__DIRECTIONS FOR THIS TASK__
Where does the word "Running" occur in the data below? Copy each line that holds it.

__DATASET EXTRACT__

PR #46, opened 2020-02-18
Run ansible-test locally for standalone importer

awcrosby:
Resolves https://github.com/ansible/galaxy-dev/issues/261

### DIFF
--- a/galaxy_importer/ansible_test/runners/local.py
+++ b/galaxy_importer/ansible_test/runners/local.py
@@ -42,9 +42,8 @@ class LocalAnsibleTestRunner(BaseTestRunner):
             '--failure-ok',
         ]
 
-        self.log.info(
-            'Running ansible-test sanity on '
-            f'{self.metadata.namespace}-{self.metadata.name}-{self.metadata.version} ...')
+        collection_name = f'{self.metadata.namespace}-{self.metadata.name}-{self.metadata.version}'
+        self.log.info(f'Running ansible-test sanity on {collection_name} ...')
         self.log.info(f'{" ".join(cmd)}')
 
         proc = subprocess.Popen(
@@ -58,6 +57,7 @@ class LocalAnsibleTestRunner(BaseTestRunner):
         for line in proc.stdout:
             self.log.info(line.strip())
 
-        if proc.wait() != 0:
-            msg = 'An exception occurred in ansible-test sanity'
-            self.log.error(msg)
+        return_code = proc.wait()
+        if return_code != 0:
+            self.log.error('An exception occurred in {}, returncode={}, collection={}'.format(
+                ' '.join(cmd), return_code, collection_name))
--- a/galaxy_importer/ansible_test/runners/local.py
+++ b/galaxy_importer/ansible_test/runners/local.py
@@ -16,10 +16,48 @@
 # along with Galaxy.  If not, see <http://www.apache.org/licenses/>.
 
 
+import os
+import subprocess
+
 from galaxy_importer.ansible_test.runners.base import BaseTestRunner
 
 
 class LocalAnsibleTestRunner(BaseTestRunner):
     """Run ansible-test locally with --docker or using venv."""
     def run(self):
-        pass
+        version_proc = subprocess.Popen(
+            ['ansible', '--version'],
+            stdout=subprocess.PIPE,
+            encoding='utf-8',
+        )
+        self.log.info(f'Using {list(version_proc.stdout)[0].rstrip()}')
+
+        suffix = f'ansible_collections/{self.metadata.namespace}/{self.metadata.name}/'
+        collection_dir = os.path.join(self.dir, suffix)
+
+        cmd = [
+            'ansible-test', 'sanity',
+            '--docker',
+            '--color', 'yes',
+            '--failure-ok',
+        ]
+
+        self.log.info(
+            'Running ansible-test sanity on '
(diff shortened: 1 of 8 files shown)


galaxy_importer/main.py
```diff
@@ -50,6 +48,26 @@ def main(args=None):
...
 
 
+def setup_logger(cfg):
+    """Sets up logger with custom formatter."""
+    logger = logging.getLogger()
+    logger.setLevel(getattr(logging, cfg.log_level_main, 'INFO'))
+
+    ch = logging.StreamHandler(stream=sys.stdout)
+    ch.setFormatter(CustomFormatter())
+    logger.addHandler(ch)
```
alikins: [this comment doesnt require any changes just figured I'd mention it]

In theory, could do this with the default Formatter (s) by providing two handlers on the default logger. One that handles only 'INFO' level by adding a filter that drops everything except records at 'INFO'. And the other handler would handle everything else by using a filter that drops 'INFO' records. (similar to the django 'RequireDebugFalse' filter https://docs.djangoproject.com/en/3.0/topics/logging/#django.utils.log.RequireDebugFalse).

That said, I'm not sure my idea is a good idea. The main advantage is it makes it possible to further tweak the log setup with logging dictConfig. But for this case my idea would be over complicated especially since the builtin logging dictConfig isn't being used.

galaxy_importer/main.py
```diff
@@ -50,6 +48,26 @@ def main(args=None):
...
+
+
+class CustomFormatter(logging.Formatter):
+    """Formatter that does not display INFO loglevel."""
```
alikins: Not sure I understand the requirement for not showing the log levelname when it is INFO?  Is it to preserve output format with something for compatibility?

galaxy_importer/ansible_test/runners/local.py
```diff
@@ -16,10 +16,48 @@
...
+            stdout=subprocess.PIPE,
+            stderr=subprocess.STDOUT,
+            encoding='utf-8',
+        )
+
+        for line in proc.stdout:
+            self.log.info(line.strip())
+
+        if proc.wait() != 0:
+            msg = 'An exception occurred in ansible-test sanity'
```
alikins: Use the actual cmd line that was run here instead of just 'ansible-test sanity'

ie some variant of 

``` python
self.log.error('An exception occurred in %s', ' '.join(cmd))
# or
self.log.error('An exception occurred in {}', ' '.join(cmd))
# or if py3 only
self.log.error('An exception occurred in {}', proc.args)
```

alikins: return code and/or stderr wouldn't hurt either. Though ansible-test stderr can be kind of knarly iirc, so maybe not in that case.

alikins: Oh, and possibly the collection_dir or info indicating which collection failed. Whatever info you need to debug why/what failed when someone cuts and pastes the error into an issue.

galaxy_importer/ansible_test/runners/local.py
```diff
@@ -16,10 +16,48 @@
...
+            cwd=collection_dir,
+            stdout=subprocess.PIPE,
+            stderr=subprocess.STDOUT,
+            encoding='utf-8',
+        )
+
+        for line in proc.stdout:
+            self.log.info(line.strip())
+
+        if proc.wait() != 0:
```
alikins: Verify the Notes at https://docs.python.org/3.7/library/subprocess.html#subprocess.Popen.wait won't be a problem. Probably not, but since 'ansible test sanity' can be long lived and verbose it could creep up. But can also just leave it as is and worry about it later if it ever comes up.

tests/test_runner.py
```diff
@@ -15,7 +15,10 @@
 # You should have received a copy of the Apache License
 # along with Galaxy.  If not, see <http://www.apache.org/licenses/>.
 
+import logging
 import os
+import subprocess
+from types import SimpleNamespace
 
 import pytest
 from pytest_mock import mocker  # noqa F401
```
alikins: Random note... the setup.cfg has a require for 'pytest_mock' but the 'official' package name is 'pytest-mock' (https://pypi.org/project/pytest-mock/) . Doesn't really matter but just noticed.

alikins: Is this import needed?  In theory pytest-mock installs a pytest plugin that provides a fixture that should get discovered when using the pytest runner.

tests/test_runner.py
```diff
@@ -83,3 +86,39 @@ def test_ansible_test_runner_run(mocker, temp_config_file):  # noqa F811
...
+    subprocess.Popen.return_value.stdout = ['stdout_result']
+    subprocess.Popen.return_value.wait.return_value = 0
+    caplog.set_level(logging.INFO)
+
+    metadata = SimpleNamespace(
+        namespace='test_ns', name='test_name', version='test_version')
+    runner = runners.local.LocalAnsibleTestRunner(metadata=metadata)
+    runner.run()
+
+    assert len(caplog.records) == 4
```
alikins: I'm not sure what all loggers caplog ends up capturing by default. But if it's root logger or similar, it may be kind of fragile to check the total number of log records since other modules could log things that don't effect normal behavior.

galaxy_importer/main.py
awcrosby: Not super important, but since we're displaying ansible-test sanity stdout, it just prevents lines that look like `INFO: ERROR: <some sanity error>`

__FINISHED EXERCISE__
-            'Running ansible-test sanity on '
+        self.log.info(f'Running ansible-test sanity on {collection_name} ...')
+            'Running ansible-test sanity on '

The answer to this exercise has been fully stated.